Good LORD did I need a lot of things.

I thought that once I got a real job I had to change lifestyles--from the Young, Broke, and Barely Legal to the Old, Rich, and Upstanding Citizen. And I thought the Upstanding Citizen NEEDED all that stuff.

I was wrong, obviously. Completely wrong. I didn't need an apartment; I could have lived in a RV if I wanted. I could have even lived in a van, bought a $25/month gym membership at Boeing, and showered in the gym locker rooms. If I decided to get an apartment I could have gotten a studio. If I had chosen to get a one-bedroom I didn't need to fill it with furniture. Even after I got my work computer, I could have gone to a library all day and used their free wireless connection instead of buying one for myself at home. (I won't even mention how little I actually needed the one at Starbucks.) No one actually needs cable TV. And NO ONE needs MARTINIS at ten dollars a drink.

I'm getting on towards four years into my Old, Rich, and Upstanding Citizen lifestyle, and in some ways, I'm cutting back. I'm replacing martinis with beer and drinking fewer beers. I just cut my cable TV. (Need my internet, though.) (Yeah, sure I do.) I finally settled where I was going to live and I've lived there for more than a year, going on two. I carpool to work and take the bus where I can. I haven't gotten a speeding ticket recently and my insurance has gone down. I switched my bank account (FINALLY) so I no longer pay overdraft fees. Little steps.

But it's not really about that, because as soon as I freed up some money I found an amazing lingerie store and went to Japan and redid my apartment, putting me back in the hole. It's about reminding myself that the only thing I HAVE to do every day is shower, put on clean, presentable clothes, and go to work. I don't NEED anything beyond food for myself and Titan. I don't NEED Starbucks or to go out to lunch and I don't NEED to buy a cart full of groceries every time I'm at the store. I don't even need any more work clothes and I certainly don't need any more shoes.
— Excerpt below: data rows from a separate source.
PR #4051, opened 2023-11-18
Block aiohttp==3.9.0 from being installed in CI on Windows/pypy

AlexWaygood:
### Description

`aiohttp==3.9.0` fails to import if you're using PyPy on Windows: see https://github.com/aio-libs/aiohttp/issues/7848. This is currently causing our Windows/PyPy CI job to fail on every PR. We're using PyPy3.8 in CI, but bumping to PyPy3.9 in CI doesn't fix the problem: see the failing CI on the latest commit of #4035.

This PR just blocks `aiohttp==3.9.0` from being installed in CI, to make things green again.

### Checklist - did you ...

### DIFF
--- a/pyproject.toml
+++ b/pyproject.toml
@@ -76,7 +76,7 @@ dynamic = ["readme", "version"]
 colorama = ["colorama>=0.4.3"]
 uvloop = ["uvloop>=0.15.2"]
 d = [
-  "aiohttp>=3.7.4",
+  "aiohttp>=3.7.4, !=3.9.0",
 ]
 jupyter = [
   "ipython>=7.8.0",
--- a/pyproject.toml
+++ b/pyproject.toml
@@ -76,7 +76,8 @@ dynamic = ["readme", "version"]
 colorama = ["colorama>=0.4.3"]
 uvloop = ["uvloop>=0.15.2"]
 d = [
-  "aiohttp>=3.7.4, !=3.9.0",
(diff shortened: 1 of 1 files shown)


cooperlees:
I think it's better to just not test for pypy (even just on windows) for now if we can easily in the action instead ... Is that doable?

AlexWaygood:
I could do something like this, so that aiohttp==3.9.0 is only banned for the Windows/PyPy combination?

```diff
--- a/pyproject.toml
+++ b/pyproject.toml
@@ -76,7 +76,8 @@ dynamic = ["readme", "version"]
 colorama = ["colorama>=0.4.3"]
 uvloop = ["uvloop>=0.15.2"]
 d = [
-  "aiohttp>=3.7.4, !=3.9.0",
+  "aiohttp>=3.7.4; sys_platform != 'win32' or implementation_name != 'pypy'",
+  "aiohttp>=3.7.4, !=3.9.0; sys_platform == 'win32' and implementation_name == 'pypy'",
 ]
 jupyter = [
   "ipython>=7.8.0",
```

cooperlees:
Damn, that's using all the specifiers! Nice.

I'll merge that so we block it from as little as possible to maybe help others + potentially find more bugs ...

cooperlees (approved):
Version PEP440 specifier soup.

Accepting as this will be temporary until we get a fix into aiohttp 3.9.X.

I can try to floss all I want to, but at the end of the day, Titan isn't impressed anyway and I'm home by myself bemoaning my credit card debt. Nothing flossy about that.

4 comments:

Kalvan said...

Growing up sucks. I just dropped $1200 on an unexpected car repair and the only good thing was it balanced by a reduction of our hospital bill for my son's birth that was almost as much. Oh cruel fates! Taking with one hand while giving with the other.

Mint.com sounds interesting, I'll have to check it out.

Oh, and see you in a few weeks?

Anonymous said...

Thought I'd check out that mint.com site you mentioned. It's official. I'm addicted.

Calsee said...

Thank you for this post! One of the more entertaining things I've read lately, I could even see your gestures and hear the inflections in the words.

Mint rocks, thanks for continuing to spread the gospel.

I'll see you soon for cheap beer and happy friends!

Aarwenn said...

Hi y'all,

Thanks for all the good feedback! Just getting this down in blog format made my mental anguish more clear. It's amazing how much societal pressure affects us. After thinking about it, I've realized that really, I'd much rather eat sandwiches and drink Sparks in the park than I would pay 8 dollars a glass for wine and 10 dollars for mac and cheese at Bleu. Just as an example. (Except for Chez Gaudy Tuesdays.)